- Born: 20 December 1839
- Died: 11 March 1920 (aged 80)

Academic background
- Alma mater: Trinity College Dublin

Academic work
- Discipline: Mathematics
- Institutions: Trinity College Dublin

= William S. Burnside =

Irish mathematician

William Snow Burnside (20 December 1839 – 11 March 1920) was an Irish mathematician whose entire career was spent at Trinity College Dublin (TCD). He is chiefly remembered for the book The Theory of Equations: With an Introduction to the Theory of Binary Algebraic Forms (1881) and his long tenure as Erasmus Smith's Professor of Mathematics at TCD. He is sometimes confused with his rough contemporary, the English mathematician William Burnside.
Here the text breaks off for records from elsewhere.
PR #348, opened 2021-06-22
Add inactive obs statuses

swalker2m:
From the inception document:

> There is a pull-down menu that shows the current status, and with appropriate permissions, allows changing the status.  Each observation may also be separately marked as either "Active'' or "Inactive'' (the vertical toggle switch on the right side of the badge) which allows PIs to prevent or halt execution of "Ready'' or "Ongoing'' observations while retaining their status information.

The description seems to make the active vs. inactive state apply only to `Ready` and `Ongoing` observations status options.  If that's the case, we should add two new observation statuses to reflect whether the observation is active when otherwise in `Ready` or `Ongoing`.  That's what this PR would accomplish.

That said, I'm not sure if this is the intent.  Should it be possible to mark an observation `Inactive` regardless of its observation status?  For example, a `ForReview` but `Inactive` observation or an `Observed` and yet `Active` observation?

### DIFF
--- a/modules/core/shared/src/main/scala/lucuma/core/enum/ObsStatus.scala
+++ b/modules/core/shared/src/main/scala/lucuma/core/enum/ObsStatus.scala
@@ -11,18 +11,32 @@ import lucuma.core.util.Display
 sealed abstract class ObsStatus(val label: String) extends Product with Serializable
 
 object ObsStatus {
-  case object New       extends ObsStatus("New")
-  case object Included  extends ObsStatus("Included")
-  case object Proposed  extends ObsStatus("Proposed")
-  case object Approved  extends ObsStatus("Approved")
-  case object ForReview extends ObsStatus("For Review")
-  case object Ready     extends ObsStatus("Ready")
-  case object Ongoing   extends ObsStatus("Ongoing")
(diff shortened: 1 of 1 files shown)


cquiroz:
Should the transitions be restricted, only allowing some changes e.g. via a state machine?

rpiaggio:
It would definitely be desirable to:
* Populate the dropdown selector from all the enum values (which wouldn't be the case here).
* Make it impossible to model illegal states (which is the case here).

If not all transitions are allowed, I'm wondering if a dropdown selector is the right UI element for this. For example: can an `InactiveOngoing` observation be set to `Proposed`? Or a `New` directly to `Ready`? A FSM makes a lot of sense to prevent this, but how would we model it in the API?

andrewwstephens:
Setting an observation to "Inactive" might also set it's planned time to zero.  This would allow PIs to control the planned time of their program by deactivating observations (instead of having to delete them).  In this scenario it might be useful if the active flag could be set for all status values.

swalker2m:
>  In this scenario it might be useful if the active flag could be set for all status values.

I'll close this then in favor of a separate status flag.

William Snow Burnside was born at Corcreevy House, near Fivemiletown, Tyrone, to William Smyth Burnside (1810–1884, Chancellor of Clogher Cathedral) and Anne Henderson (1808–1881). He studied mathematics under George Salmon at TCD (BA 1861, MA 1866, Fellowship 1871), and taught there until his retirement in 1917. He served as Erasmus Smiths's Professor of Mathematics for many decades (1879–1913), and co-authored the influential 1881 book The Theory of Equations: With an Introduction to the Theory of Binary Algebraic Forms with his TCD colleague Arthur William Panton (1843–1906). It ran to at least 7 editions, and was reissued by Dover Books in 1960. TCD awarded him a DSc in 1891. He lived one and a half miles away from campus, on Raglan Road, and was allegedly "the last man to regularly arrive in College on horseback".